I'm working with some preliminary code using Aspose to apply the same image to both PDF files using exactly the same code. I'm not inclined to blame the library right away as it is capable of generating the correct output when operating on the Office 365 document:
// note: Anyone familiar with the PDF format itself should have no
// issues inferring the low-level operations being performed here...
fun Page.writeImage(image: InputStream) {
val imageName = resources.images.add(image.inMemory());
val rectangle = rectangleFromTopLeft(0.0, 0.0, 400.0, 200.0);
val matrix = rectangle.defaultMatrix();
contents.add(listOf(
GSave(),
ConcatenateMatrix(matrix),
Do(imageName),
GRestore()
));
}
Regardless of which file I provide, the coordinates for the rectangle and matrix in both these cases remain the same.
For the Office 365 derived PDF, the image is applied to the page as I specify. Where things get weird is when I open the Google Docs derived PDF, the image is applied flipped vertically and at the bottom of the page!
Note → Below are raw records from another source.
PR #4119, opened 2024-09-24
Pushdown collection of results from generators in the querier

electron0zero:
**What this PR does**:

Iterating and then collecting the results was sync and a bottleneck for the ingester queries, and we fixed that in https://github.com/grafana/tempo/pull/4100. we did it by pushing down the collection of results and that makes it a parallel and removes the iteration step.

we can do the same for the call to generators in the queries and make them fast.

this is a follow up on https://github.com/grafana/tempo/pull/4100, as discussed https://github.com/grafana/tempo/pull/4100#discussion_r1772783985

along with these changes, removed the type assertions and use of `interface{}` return types from `forGivenGenerators` and callback function `forEachGeneratorFn`

Fixes #<issue number>

**Checklist**
- [ ] Tests updated
- [ ] Documentation added


mapno (approved):
LGTM

mdisibio (approved):

PR #4140, opened 2024-09-28
Init histogram counters with 0

mapno:
**What this PR does**:

Pushes a 0 to classic histogram's counter when the series is new to allow Prometheus to start from a non-null value.

Fixes #<issue number>

**Checklist**
- [x] Tests updated
- [ ] Documentation added

### DIFF
--- a/modules/generator/registry/histogram.go
+++ b/modules/generator/registry/histogram.go
@@ -44,6 +44,19 @@ type histogramSeries struct {
 	exemplars      []*atomic.String
 	exemplarValues []*atomic.Float64
 	lastUpdated    *atomic.Int64
+	// firstSeries is used to track if this series is new to the counter.  This
+	// is used to ensure that new counters being with 0, and then are incremented
+	// to the desired value.  This avoids Prometheus throwing away the first
+	// value in the series, due to the transition from null -> x.
+	firstSeries *atomic.Bool
+}
+
+func (hs *histogramSeries) isNew() bool {
+	return hs.firstSeries.Load()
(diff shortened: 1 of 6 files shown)


modules/generator/registry/histogram.go
```diff
@@ -171,16 +187,27 @@ func (h *histogram) collectMetrics(appender storage.Appender, timeMs int64, exte
 			lb.Set(name, s.labels.values[i])
 		}
 
+		// If we are about to call Append for the first time on a series,
+		// we need to first insert a 0 value to allow Prometheus to start from a non-null value.
+		if s.isNew() {
+			lb.Set(labels.MetricName, h.nameCount)
```
javiermolinar, line 193: Question, maybe it makes sense to create a new ìnit` method in the interface:

```go
type metric interface {
	name() string
        initMetrics(appender storage.Appender,...)
	collectMetrics(appender storage.Appender, timeMs int64, externalLabels map[string]string) (activeSeries int, err error)
}
```
since I see we do the same logic in the counter

mapno: This logic is actually of the series, not the metric. It needs passing a couple of values, the function would actually encapsulate very little. I don't think it's worth the hassle.

```go
func (co *counterSeries) init(appender storage.Appender, lbls labels.Labels, ts int64) {
	_, _ = appender.Append(0, lbls, ts, 0)
	co.registerSeenSeries()
}
```

electron0zero (approved):

PR #4144, opened 2024-09-30
Correctly handle 400 Bad Request and 404 Not Found in gRPC streaming

mapno:
**What this PR does**:

Correctly handle 400 Bad Request and 404 Not Found in gRPC streaming.

Status codes in gRPC are changed to return `InvalidArgument` for 400 and `NotFound` for 404. Other non-special HTTP status codes are `Unknown`.

This also allows fixing how 400 responses are counted towards SLO calculations.

Fixes #<issue number>

**Checklist**
- [x] Tests updated
- [ ] Documentation added

### DIFF
--- a/modules/frontend/search_handlers.go
+++ b/modules/frontend/search_handlers.go
@@ -139,6 +139,8 @@ func logResult(logger log.Logger, tenantID string, durationSeconds float64, req 
 	statusCode := -1
 	if httpResp != nil {
 		statusCode = httpResp.StatusCode
+	} else if st, ok := status.FromError(err); ok {
+		statusCode = int(st.Code())
 	}
 
 	if resp == nil {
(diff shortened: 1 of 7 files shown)


modules/frontend/search_handlers.go
```diff
@@ -139,6 +139,8 @@ func logResult(logger log.Logger, tenantID string, durationSeconds float64, req
 	statusCode := -1
 	if httpResp != nil {
 		statusCode = httpResp.StatusCode
+	} else if st, ok := status.FromError(err); ok {
```
joe-elliott, line 142: is httpResp nil in this case?

we may also want to add this same logic to the other log methods

joe-elliott (approved):
one comment to just add the logging logic to all the streaming handlers, but other than that lgTm

PR #4152, opened 2024-10-02
use slices and map from the go stdlib instead of golang.org/x/exp

dastrobu:
**What this PR does**:

use slices and map from the go stdlib instead of golang.org/x/exp

`nil`

**Checklist**
- [ ] Tests updated
- [ ] Documentation added

### DIFF
--- a/modules/overrides/runtime_config_overrides.go
+++ b/modules/overrides/runtime_config_overrides.go
@@ -5,12 +5,13 @@ import (
 	"context"
 	"fmt"
 	"io"
+	"maps"
 	"net/http"
+	"slices"
 	"time"
 
 	"github.com/drone/envsubst"
 	"github.com/go-kit/log/level"
-	"golang.org/x/exp/maps"
 
 	"github.com/grafana/dskit/runtimeconfig"
 	"github.com/grafana/dskit/services"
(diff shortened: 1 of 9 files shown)


dastrobu:
As we have go 1.23 now, I guess it would be nice to prefer the stdlib over `golang/x/exp` for maps and slices. 

I did not add this to the CHANGELOG yet, as I am not sure if you want this kind of cleanup mentioned there.

modules/overrides/runtime_config_overrides.go
```diff
@@ -277,7 +278,7 @@ func (o *runtimeConfigOverridesManager) GetTenantIDs() []string {
 		return nil
 	}
 
-	return maps.Keys(tenantOverrides.TenantLimits)
+	return slices.Collect(maps.Keys(tenantOverrides.TenantLimits))
```
joe-elliott, line 281: it seems like `slices.Collect` calls result in repeated appends to to an empty slice which is a bit unfortunate.

https://cs.opensource.google/go/go/+/refs/tags/go1.23.2:src/slices/iter.go;l=49-54

wdyt about pre-allocing the slice to the appropriate capacity from the map and then using AppendSeq?

joe-elliott (commented):
Thanks for the cleanup. Looking for your thoughts on a small perf improvement.

modules/overrides/runtime_config_overrides.go
dastrobu: not sure if this is going to be measurable, but why not. At least that should be closer to https://cs.opensource.google/go/x/exp/+/701f63a6:maps/maps.go;l=21

joe-elliott (approved):
Thanks!

PR #4160, opened 2024-10-04
Avoid returning 500 for TRACE_TOO_LARGE

zalegrala:
**What this PR does**:

Here we make an adjustment to the return value at the querier and query-frontend for the case where a trace is larger than the max configured size.  Previously this was reported as a 500 status code and has now been changed to a 422.  This will allow these conditions to be excluded from SLO failures, which is more appropriate since this is based on a configured max trace size.

Fixes #<issue number>

**Checklist**
- [x] Tests updated
- [ ] Documentation added

### DIFF
--- a/modules/frontend/combiner/trace_by_id.go
+++ b/modules/frontend/combiner/trace_by_id.go
@@ -87,7 +87,7 @@ func (c *traceByIDCombiner) AddResponse(r PipelineResponse) error {
 
 	if errors.Is(err, trace.ErrTraceTooLarge) {
 		c.code = http.StatusUnprocessableEntity
-		c.statusMessage = trace.ErrTraceTooLarge.Error()
+		c.statusMessage =  fmt.Sprint(err)
 		return nil
 	}
 
--- a/modules/frontend/combiner/trace_by_id.go
+++ b/modules/frontend/combiner/trace_by_id.go
@@ -86,7 +86,7 @@ func (c *traceByIDCombiner) AddResponse(r PipelineResponse) error {
 	_, err = c.c.Consume(resp.Trace)
 
 	if errors.Is(err, trace.ErrTraceTooLarge) {
-		c.code = http.StatusRequestEntityTooLarge
+		c.code = http.StatusUnprocessableEntity
 		c.statusMessage = trace.ErrTraceTooLarge.Error()
 		return nil
 	}
@@ -164,8 +164,8 @@ func (c *traceByIDCombiner) shouldQuit() bool {
 		return false
 	}
 
-	// test special case for 413
-	if c.code == http.StatusRequestEntityTooLarge {
+	// test special case for 422
+	if c.code == http.StatusUnprocessableEntity {
 		return true
 	}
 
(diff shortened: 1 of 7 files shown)


modules/frontend/handler.go
```diff
@@ -163,6 +164,8 @@ func writeError(w http.ResponseWriter, err error) error {
 		err = errDeadlineExceeded
 	} else if isRequestBodyTooLarge(err) {
 		err = errRequestEntityTooLarge
+	} else if isTraceTooLarge(err) {
```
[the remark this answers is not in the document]
zalegrala: Nice, that looks a bit cleaner to me.  Just pushed a commit for this.

modules/frontend/combiner/trace_by_id.go
```diff
@@ -156,6 +163,11 @@ func (c *traceByIDCombiner) shouldQuit() bool {
 		return false
 	}
 
+	// test special case for 413
+	if c.code == http.StatusRequestEntityTooLarge {
+		return false
```
joe-elliott, line 168: if the trace is too large, shouldn't we quit?

joe-elliott (commented):
oh! changelog

modules/frontend/combiner/trace_by_id.go
```diff
@@ -83,6 +84,12 @@ func (c *traceByIDCombiner) AddResponse(r PipelineResponse) error {
 
 	// Consume the trace
 	_, err = c.c.Consume(resp.Trace)
+
+	if errors.Is(err, trace.ErrTraceTooLarge) {
```
javiermolinar, line 88: Maybe I'm testing it wrongly but I get a 500 if the frontend combiner returns an ErrTraceTooLarge here.

The error is handled here: https://github.com/grafana/tempo/blob/280128f7b740919a7e1c3ecc0ef9fd6b9843ca41/modules/frontend/handler.go#L85

javiermolinar: ServeHttp -> RoundTrip -> TraceByIDHandler 

The response from the TraceByIdHandler is (nil, ErrTraceTooLarge)

joe-elliott: oh yeah, we need to return nil in this if block. the issue is that it's falling through and still returning the error on line 93

modules/frontend/combiner/trace_by_id.go
zalegrala: I'm aligning with the comment here, which was counter to my intuition. 
 https://github.com/zalegrala/tempo/blob/0b86b085a23a07c16ed10e4137e349175c100ab0/modules/frontend/combiner/trace_by_id_test.go#L51

joe-elliott: yeah, ignore that test, we should quit 👍 

at this point the combiner has accepted as much as it will, by returning quit we cause the pipeline to stop farming out jobs to queriers and to return its results

joe-elliott (approved):

joe-elliott:
nice one 👍

javiermolinar (commented):
LGTM!

PR #4179, opened 2024-10-12
fix(logs): change log level of log of Find method in tempodb

### LINKED ISSUE #4105: "searching for trace in block" log flood
We are logging Tempo with INFO level. Every time we do a simple query, logs get bombarded by hundreds of instances saying "searching for trace in block" and some other non relevant info.
As we keep querying this becomes quickly in a issue, getting thousands of these unwanted records.
It would be nice these can be dropped down to debug or something like that? Not sure what is the value on having all these under INFO level.

Here a screen shot for a single and simple query causing almost 1k entries:

Image

Aki0x137:
**What this PR does**:
Change the log level for log in the tempoDB after searching for a trace from INFO to DEBUG

Fixes #4105 

**Checklist**
- [ ] Tests updated
- [ ] Documentation added


Aki0x137:
@javiermolinar updated the changelog.👍

javiermolinar (approved):
Thank you for your contribution!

I would love for any PDF experts to perhaps be able to explain to me what's going on here. My initial suspicion is that some prior state or operation in the Google Docs PDF is in effect prior to my image operation.
That said, I'm not familiar enough (yet!) with the PDF spec to pick it out...
I don't know who you should blame, but there is a straightforward reason for the difference.
The Google Docs document has a page stream that begins with:
1 0 0 -1 0 792 cm
This basically does the vertical flipping of the page, the 792 is to compensate and move things back on the page - it should be the height of the page in points.
It does not encapsulate this in a q ... Q
pair to do a "save ... restore", which means this matrix is now set for the remainder of all that follows on the page. As you might already know, the PDF specification does not provide a way to reset the page matrix, you can only append to it.
When you add content to the page at the end, your content now inherits this matrix, which is why you see it flipped and at the bottom.
The Microsoft file does not do this and as a result it's handled properly. In this case the matrix remains the identity matrix and you end up with your content where you expected it.
How to fix this? Well, if your library doesn't provide a way to know what the current page matrix is, that's going to be very difficult. It can of course be solved "just for this document" by applying the inverse matrix to cancel out the stupid thing Google did here, but I can imagine this is not the ultimate way to handle this you'd be looking for.